"And, dear, while we're on the question," his mother was saying, "both father and I have been thinking that—well, dear, you've been spending rather a lot of money lately, and we thought that, though you have such a certain post, you really ought to take the opportunity of putting by a little money for setting up your house later on. Don't you think so, dear?"
"I suppose so, mother."
"You see you've got practically no expenses now. I know you pay us something every week, and it's very good of you to, but you could quite easily save fifty pounds a year."
"Yes, I suppose so."
"And don't you think you ought to?"
"I'll try, mother, I'll try."
She rose from her chair, walked across to him, and, bending down, kissed his forehead.
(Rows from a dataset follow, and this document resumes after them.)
Issue #488, opened 2025-03-10
Colored and styled underlines


aymanbagabas:
**Is your feature request related to a problem? Please describe.**
Many terminals and programs such as Kitty, Ghostty, iTerm2, and Neovim support styled underlines. This is described in details here https://sw.kovidgoyal.net/kitty/underlines/

**Describe the solution you'd like**
Lip Gloss should be able to change underline style and color.

**Describe alternatives you've considered**
Using `x/ansi` directly.

**Additional context**
https://sw.kovidgoyal.net/kitty/underlines/

meowgorithm:
This looks good, but let's target v2.x. This should be implemented with `/x/ansi`, correct?

aymanbagabas:
> This looks good, but let's target v2.x. This should be implemented with `/x/ansi`, correct?

Correct, `x/ansi` already supports this, we just need to figure out how the API would work with `style.Underline(bool)`. Do we want `style.UnderlineStyle(...)` or since this is targeting v2, do we want to repurpose `style.Underline(UnderlineStyle, color.Color)`? How would we support underline colors? `style.UnderlineColor(...)` is not consistent with `style.Foreground(...)`

Things to keep in mind while thinking about this 🙂

PR #491, opened 2025-03-12
feat: add underline style and color

aymanbagabas:
This adds support for setting the underline style and color. The underline style can be set to single, double, curly, dotted, or dashed. The color of the underline can be set to any color.

See https://sw.kovidgoyal.net/kitty/underlines/

Fixes: https://github.com/charmbracelet/lipgloss/issues/488


raphamorim (approved):

aymanbagabas:
> Also a question: how does this behave in unsupported terminals? Will it fall back to having a normal underline? If not, can we make it fall back accordingly?

It depends on the terminal and how they interpret the sequence. Apple Terminal for example, behaves incorrectly and doesn't support neither underline styles nor underline colors.

aymanbagabas:
> @aymanbagabas in that case what happens? Does it underline at all?

No, it doesn't underline and instead writes the text with a background color.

"We do feel for you, dear," she said, "really we do."
"I know you do, mother."
For a long while after she had left him Roland remained in the drawing-room; he was burdened by a confused reaction against the influences that were shaping his future for him. He supposed he was in love with April, that one day he would marry her; but was there any need for this insistence upon domesticity? Could he not be free a little longer? His eyes travelled miserably round the small, insignificant drawing-room. The window curtains had long since yielded their fresh colour to the sunshine and hung dingily in the gaslight. The wall-paper was shabby and tawdry, with its festooned roses. The carpet near the door was threadbare; the coverings to the stiff-backed chairs were dull and crinkly. This was what marriage meant to men and women in his position. He contrasted the narrow room with the comfort and repose of Hogstead. What chance did people stand whose lives were circumscribed by endless financial difficulties, who could not afford to surround themselves with deep arm-chairs and heavy carpets and warm-coloured wall-papers? It was cruel that now, at the very moment when he had begun to escape from the drab environment of his childhood, these fetters should be attached to him. It was cruel. And rising from his chair he walked backwards and forwards, up and down the room. The days of his freedom were already numbered. They would be soon ended, the days of irresponsible, unreflecting action. It was maddening, this semblance of liberty where there was no liberty. He recalled a simile in a novel he had once read, though the name of the book and of the author had escaped his memory, in which human beings were described as fishes swimming in clear water, with the net of the fisherman about them. He was like that. He was swimming in clear water, but at any moment the fisherman might lift the net and he would be gasping and quivering on the bank.